Also wegen der roten Led keine Sorgen machen, das sind normalerweise irgendwelche Kontrollleuchten. Wenn etwas nicht stimmt geht er aus oder piepst beim POST.
Wegen dem Flacker...welche LEDs meinst du? Von den Lüftern?


----------



## Vagas (27. Oktober 2013)

Ja von den Lüftern, sieht so aus als ob jemand mit dem Gaspedal spielt. Ich hoffe ihr versteht mein Metapher


----------



## MatzeLP (27. Oktober 2013)

Vagas schrieb:


> Ja von den Lüftern, sieht so aus als ob jemand mit dem Gaspedal spielt. Ich hoffe ihr versteht mein Metapher


 
Nee verstehe ich nicht. 
Und wo werden die LED's angeschlossen (mit PWM ans Mobo?)
Dann könnte es sein, dass der pulsierende Effekt gewünscht ist, oder dass einmal mehr, und dann weniger Saft da ist.


----------



## Vagas (27. Oktober 2013)

Ja Lüfter sind alle ans MB angeschlossen. Mal leuchten die ganze hell auf, dann wieder etwas schwächer und so leicht im Wechsel.
Meine Theorie war es, dass die Lüftersteuerung da ihre Finger am Werk hat. Wenn die Lüfter schneller drehen, sie heller leuchten und umgekehrt.
Hoffe dass hier ist jetzt verständlicher


----------



## MatzeLP (27. Oktober 2013)

Vagas schrieb:


> Ja Lüfter sind alle ans MB angeschlossen. Mal leuchten die ganze hell auf, dann wieder etwas schwächer und so leicht im Wechsel.
> Meine Theorie war es, dass die Lüftersteuerung da ihre Finger am Werk hat. Wenn die Lüfter schneller drehen, sie heller leuchten und umgekehrt.
> Hoffe dass hier ist jetzt verständlicher


 
Ja, deine Theorie ist plausibel! Sag deinen Lüftern doch mal, das sie aufhören sollen herum zu zittern und verriegle im BIOS die Drehzal und Spannung. Mal sehen, was dann passiert.

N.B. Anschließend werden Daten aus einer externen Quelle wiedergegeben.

Issue #817, opened 2022-05-30
Examples fail


edouardoyallon:
Hi, I'm just noticing that many examples of the repo (e.g. https://www.kymat.io/gallery_2d/plot_invert_scattering_torch.html#sphx-glr-gallery-2d-plot-invert-scattering-torch-py which doesn't recover the original image or the scattering disk which makes no sens given the image&scattering features https://www.kymat.io/gallery_2d/plot_scattering_disk.html#sphx-glr-gallery-2d-plot-scattering-disk-py ) fail to achieve what they claim to do - I think it's a bit crucial to fix, as these are literally the showcase of the package, which is thus not really convincing, or even sounds wrong.

MuawizChaudhary:
@edouardoyallon @anakin-datawalker 

I'm not sure what is the fix to to scattering disk. do you have an image of what is supposed to be shown there/whats the correct/expected output? 

It looks to be pretty similar to Joan Bruna's figure from their seminal Invariant Scattering Networks paper. 

![image](https://user-images.githubusercontent.com/39755015/171216834-d8666d57-284a-449e-b300-c2283c5614d0.png)

![image](https://user-images.githubusercontent.com/39755015/171217732-f43cf1fc-b4c1-4102-b50f-b93a2ac3560c.png)

MuawizChaudhary:
@edouardoyallon  @anakin-datawalker  This seems hard. It seems like the ordering might be different than what's shown in Bruna's paper. The oscillations are a bit confusing. Is the ordering of our coefficents different than Bruna's original presentation? 

[Here is my notebook.](https://colab.research.google.com/drive/1jacon162Xtg0PKapC07AGAPbCMupaXG7?usp=sharing) To get the angles to better match, I simply negate the angle. 

Here I plot the first order disk. The first image is my regeneration of the disk for first order, second image is Bruna's disk from the paper. I was able to get most of the angles to match, but there are differences. 
![image](https://user-images.githubusercontent.com/39755015/171493828-9615619b-62f1-48a9-a1a7-31a6c0ffbb15.png)
![image](https://user-images.githubusercontent.com/39755015/171493855-494284a1-2334-47b4-8caa-5d4e293de66e.png)

Here I plot the second order disk. The first image is my regeneration of the disk for second order, second image is Bruna's disk from the paper. I'm wondering if the spacing is too close. 

[...]

PR #829, opened 2022-06-02
DOC Fix 3d example failing import

MuawizChaudhary:
The 3D example on dev fails an import due to the fact that we now use a class structure for the backend. This PR fixes this by importing instead the backend and calling compute integrals. 

[Currently in the process of running the full example on a google colab.](https://colab.research.google.com/drive/1FzK481GSptZijQrmjRuJV9GNJcdtgyku?usp=sharing) 

This goes a small way of solving #817 .


edouardoyallon (approved):
looks good

janden (approved):
Thanks!

MuawizChaudhary:
Mind if we merge?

EDIT: Die Metapher Check ich nich


----------



## Vagas (27. Oktober 2013)

Alles klar  Werde ich mal ausprobieren. Mal schauen was passiert. Jedoch müssen mir uns noch besser kennen lernen, also ich und das BIOS/Uefi. Ist mein erstes Uefi  Aber nicht mehr heute Abend


----------



## MatzeLP (28. Oktober 2013)

Jetzt mal ein bisschen Eigenwerbung:
Neuer Gaming/Office PC ~1500
(Mit Vagas abgesprochen; Thanks!! )


----------



## Vagas (1. November 2013)

Soo….
  Hatte jetzt lange nix mehr von mir hören lassen, leider viel Arbeit während der Woche und wenig Zeit am Abend. Zusätzlich kommt noch hinzu, dass ich mit meiner guten Leitung (2000)  immer den Downloads hinterher hänge. Tut mir leid wenn ich mich wieder zu Wort melde XD

  Mittlerweile ist Win7 + alle Treiber auf dem System drauf (das downloaden war ein laaaangweiliges Unterfangen) und das System läuft TOP 

  Als Virenprogramm und Reinigungstool gönne ich mir Kaspersky und TuneUp, hoffe sie sind gut. 
  Zusätzlich wollte ich mir ein paar Optimierungstools und Benchs für den PC holen, um das System mal auszureizen. Bin diese We auch bei meiner Freundin und die hat eine 30k Leitung, die will ich ausnutzen für alle downloads die ich noch tätigen muss 

  So jetzt hab ich noch ein Anliegen an euch, unswar hat sich rausgestellt, dass mein Netzteil und die Grafikkarte sich sehr nahe kommen. Um das ganze besser zu verstehen hier ein paar Bilder:





			Dieser Inhalt steht nur eingeloggten Mitgliedern zur Verfügung.
        




			Dieser Inhalt steht nur eingeloggten Mitgliedern zur Verfügung.
        




Die Grafikkarte liegt auf dem Netzteilkabeln auf. 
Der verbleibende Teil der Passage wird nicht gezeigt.